Вдруг Патап Максимыч прыгнул с полка и стремглав кинулся к дверям. Распахнув их, вылетел вон из бани и бросился в сугроб. Снег обжег раскаленное тело, и с громким гоготаньем начал Чапурин валяться по сугробу. Минуты через две вбежал назад и прямо на полок.
– Хлыщи жарче, ребятушки!.. Поддавай, поддавай, миленькие!.. – кричал он во всю мочь, и бельцы принялись хлыстать его еще пуще прежнего.
Три раза валялся в сугробе Патап Максимыч, дюжину веников охлыстали об него здоровенные бельцы, целый жбан холодного квасу выпил он, запивая банный пар, насилу-то, насилу отпарился.
И когда лег в предбаннике на разостланные кошмы, совсем умилился душой, вспоминая гостеприимного игумна.
– На все горазд отец Михаил, – говорил он Дюкову, – а уж насчет бани, просто сказать, первый человек на свете.
– Старец хороший, – чуть слышно промычал Дюков и задремал на кошме. Он тоже упарился.
Между тем как Патап Максимыч наслаждался в бане, паломник, рассчитав время, тихими стопами вышел из часовни и отправился в гостиницу. Там заперся изнутри и вошел в келью, где ночевал Патап Максимыч. Порывшись в его пожитках, скоро нашел пузырек, взятый у Силантья. Стуколов поспешно его опорожнил и насыпал своим песком. Положив пузырек на прежнее место, паломник преспокойно отправился в часовню и там усердно стал перебирать лестовку, искоса взглядывая на игумна. Взоры их наконец встретились. Смутившийся игумен возвел очи горе.
В келарне потрапезовали, когда Патап Максимыч с Дюковым воротились из бани. Игумен поспешил в гостиницу.
– Ну, банька же у тебя, отче!.. – сказал Патап Максимыч, низко кланяясь отцу Михаилу. – Спасибо… Вот уважил, так уважил!..
– Ах ты, любезненькой мой! Ах ты, касатик мой! – восклицал игумен, обнимая Патапа Максимыча. – Уж не взыщи, Христа ради, на убогих наших недостатках… Мы ото всей души, родненький. Чем богаты, тем и рады.
– Не ложно скажу тебе, отче, сроду так не паривался. Уж такая у тебя банька, такая банька, что рассказать невозможно… – говорил Патап Максимыч.
– После баньки-то выкушать надо, – молвил игумен, наливая рюмку сорокатравчатой, – да и за стол милости просим. Не взыщи только, любезненькой ты мой, Патап Максимыч.

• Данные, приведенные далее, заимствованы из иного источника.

Issue #91, opened 2015-08-15
Skip building Microsoft.AspNet.DataProtection.SystemWeb on mono


davidfowl:
Mono doesn't support enough to build this properly so we should update the sake script to skip this one on mono

PR #95, opened 2015-10-07
Fix build on Linux

cesarbs:
Summary of the changes
 - Skip building Microsoft.AspNet.DataProtection.SystemWeb
 - Fix/disable unit tests

#91

### DIFF
--- a/makefile.shade
+++ b/makefile.shade
@@ -1,5 +1,6 @@
 use assembly='WindowsBase, Version=4.0.0.0, Culture=neutral, PublicKeyToken=31bf3856ad364e35'
 use namespace='System.IO.Packaging'
+use import="Environment"
 
 var VERSION='0.1'
 var FULL_VERSION='0.1'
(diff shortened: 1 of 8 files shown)


cesarbs:
@muratg @davidfowl @Tratcher @victorhurdugaci

README.md
```diff
@@ -1,8 +1,8 @@
 DataProtection
```
Tratcher: Revert?

makefile.shade
```diff
@@ -1,45 +1,108 @@
-use assembly='WindowsBase, Version=4.0.0.0, Culture=neutral, PublicKeyToken=31bf3856ad364e35'
```
Tratcher: ??? We should look at your git config autocrlf settings

test/Microsoft.AspNet.DataProtection.Extensions.Test/DataProtectionProviderTests.cs
```diff
@@ -2,8 +2,12 @@
 // Licensed under the Apache License, Version 2.0. See License.txt in the project root for license information.
 
 using System;
+using System.Collections;
+using System.Collections.Generic;
 using System.IO;
```
Tratcher: You don't need most of these usings do you?

makefile.shade
```diff
@@ -1,45 +1,108 @@
...
+                        @"src\Microsoft.AspNet.DataProtection.SystemWeb\web.config.transform",
+                        @"content\net451\web.config.transform");
+                }
+            }
+        }
+    }
+
+functions
+    @{
+        PackagePart CreatePartFromFile(
```
davidfowl: We should be able to get rid of this and use the new feature that allows packing any file into the nupkg. See https://github.com/aspnet/KestrelHttpServer/blob/dev/src/Microsoft.AspNet.Server.Kestrel/project.json#L62

test/Microsoft.AspNet.DataProtection.Test/Managed/ManagedAuthenticatedEncryptorTests.cs
```diff
@@ -77,7 +79,8 @@ public void Encrypt_Decrypt_Tampering_Fails()
             });
         }
 
-        [Fact]
+        [ConditionalFact]
+        [ConditionalRunTestOnlyOnWindows]
```
Tratcher: Comment? What's Windows specific about this one?

test/Microsoft.AspNet.DataProtection.Test/Managed/ManagedAuthenticatedEncryptorTests.cs
```diff
@@ -94,7 +97,7 @@ public void Encrypt_KnownKey()
             byte[] retVal = encryptor.Encrypt(
                 plaintext: plaintext,
                 additionalAuthenticatedData: aad);
-
+
```
Tratcher: nit: revert

test/Microsoft.AspNet.DataProtection.Test/Managed/ManagedAuthenticatedEncryptorTests.cs
cesarbs: To be honest, I'm not sure. I tried getting the same results on Linux but had no success on that. Then I noticed that there are tests with the same name in other classes and those were already marked to run on Windows only.

makefile.shade
cesarbs: Fixed.

Tratcher:
:shipit:

PR #96, opened 2015-10-08
Replace NotNullAttribute with thrown exceptions

pranavkm:


cesarbs:
What is the reason for this change?

pranavkm:
We're removing support for NotNull attribute since DNX won't have support to make it up using precompilation in v1.

cesarbs:
:shipit:

Issue #94, opened 2015-09-24
Logging: Add event ids to all publication sites 


anpete:
Any calls to ILogger.Log should specify a non-zero event id that is unique within the current logging category.

PR #105, opened 2015-11-13
Add event ids to all publication sites

pakrym:
Issue: https://github.com/aspnet/DataProtection/issues/94
I renamed logging extension methods to be more EF like.

@anpete @muratg @victorhurdugaci @moozzyk


src/Microsoft.AspNet.DataProtection/AuthenticatedEncryption/CngCbcAuthenticatedEncryptionOptions.cs
```diff
@@ -154,7 +154,7 @@ private BCryptAlgorithmHandle GetSymmetricBlockCipherAlgorithmHandle(ILogger log
 
             if (logger.IsVerboseLevelEnabled())
             {
-                logger.LogVerboseF($"Opening CNG algorithm '{EncryptionAlgorithm}' from provider '{EncryptionAlgorithmProvider}' with chaining mode CBC.");
+                logger.LogVerbose(DataProtectionEventId.CngCbcAuthenticatedEncryptionOptions, $"Opening CNG algorithm '{EncryptionAlgorithm}' from provider '{EncryptionAlgorithmProvider}' with chaining mode CBC.");
```
anpete: Event ids should typically be unique within a single logging "category". Suggest you create specific ids for Hmac and SymmetricBlockCipher code paths.

anpete:
Per comment, ensure unique event ids per logger category. Also, consider taking ILogger<T> as ctor dependency parameter, rather than passing logger instance to individual methods.

victorhurdugaci:
Our team uses a different style for logging. Take a look at these previous PRs that add logging:

- https://github.com/aspnet/Mvc/commit/da731fc641f56529328d3cb74d6092310a40627e
- https://github.com/aspnet/StaticFiles/pull/76
- https://github.com/aspnet/Hosting/pull/447

src/Microsoft.AspNet.DataProtection/DataProtectionEventId.cs
```diff
@@ -0,0 +1,27 @@
+﻿// Copyright (c) .NET Foundation. All rights reserved.
+// Licensed under the Apache License, Version 2.0. See License.txt in the project root for license information.
+
+namespace Microsoft.AspNet.DataProtection
+{
+    public enum DataProtectionEventId
+    {
+        KeyServices = 1,
```
victorhurdugaci: See the PRs that I mentioned for our logging style. It's more clear

src/Microsoft.AspNet.DataProtection/DataProtectionEventId.cs
```diff
@@ -0,0 +1,27 @@
...
+        XmlKeyManager,
+        KeyRingProvider,
+        CertificateXmlEncryptor,
+        DpapiNGXmlEncryptor,
+        DpapiNGXmlDecryptor,
```
victorhurdugaci: Another con for enums: if you remove an item, all those that follow will get a different value

src/Microsoft.AspNet.DataProtection/LoggingExtensions.cs
```diff
@@ -69,44 +70,72 @@ private static bool IsLogLevelEnabledCore(ILogger logger, LogLevel level)
...
+        {
+            logger.LogWarning((int)eventId, message);
+        }
+
+        public static void LogWarning(this ILogger logger, DataProtectionEventId eventId, Exception error, FormattableString message)
+        {
+            logger.LogWarning((int)eventId, new FormattedLogValues(message.Format, message.GetArguments()), error);
+        }
+
+        public static void LogWarning(this ILogger logger, DataProtectionEventId eventId, Exception error, string message)
```
victorhurdugaci: By using simple constants there's no need to cast

pakrym:
@victorhurdugaci 

In MVC we don't log eventids 

In StaticFiles we have LoggerExtensions class with logging messages set as delegate fields and eventId just hardcoded in them.

In Hosting we have LoggerExtensions class with log call's and level check in method bodies and event ids in seperate LoggerEventIds class with const fields. And we don't log eventids in some places (https://github.com/aspnet/Hosting/blob/dev/src/Microsoft.AspNet.Server.Testing/Common/RetryHelper.cs)

So, what is our style for logging?

victorhurdugaci:
MVC has event ids: https://github.com/aspnet/Mvc/blob/da731fc641f56529328d3cb74d6092310a40627e/src/Microsoft.AspNet.Mvc.Core/Logging/HttpStatusCodeResultLoggerExtensions.cs#L17

Use the delegates version when you have arguments to pass. Use the other when you don't. See this bug: https://github.com/aspnet/Logging/issues/272

The pattern is:
1. Have the messages as extension methods for `ILogger`
2. Have (ideally) all event ids in one place
3. Make sure it's not possible to create the same message with a different id (that's why we hide the message and error level in the method)
4. Encapsulate the `if (log level enabled) { log(..) }` logic

pakrym:
@victorhurdugaci  at the same time https://github.com/aspnet/Mvc/blob/da731fc641f56529328d3cb74d6092310a40627e/src/Microsoft.AspNet.Mvc.Core/Controllers/FilterActionInvoker.cs#L300 how do we decide if message needs eventId?

pakrym:
We changed them later, I see

victorhurdugaci:
I don't think MVC did a pass through all their messages to add event ids. They should all have ids.

Event ids should be ideally unique. That's why having them in one place makes things easy. Also, they shouldn't change once set, that's why an enum might not be ideal.

Eilon:
Yeah the pattern seen in https://github.com/aspnet/Mvc/blob/da731fc641f56529328d3cb74d6092310a40627e/src/Microsoft.AspNet.Mvc.Core/Logging/HttpStatusCodeResultLoggerExtensions.cs is the correct pattern. We have plenty of work items logged for us to update places where we don't yet use that new pattern. The new pattern follows all the logging best practices, and is also highly performant.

Обед был подан обильный, кушаньям счету не было. На первую перемену поставили разные пироги, постные и рыбные. Была кулебяка с пшеном и грибами, была другая с визигой, жирами, молоками и сибирской осетриной. Кругом их, ровно малые детки вкруг родителей, стояли блюдца с разными пирогами и пряженцами. Каких тут не было!.. И кислые подовые на ореховом масле, и пряженцы с семгой, и ватрушки с грибами, и оладьи с зернистой икрой, и пироги с тельным из щуки. Управились гости с первой переменою, за вторую принялись: для постника Стуколова поставлены были лапша соковая да щи с грибами, а разрешившим пост уха из жирных ветлужских стерлядей.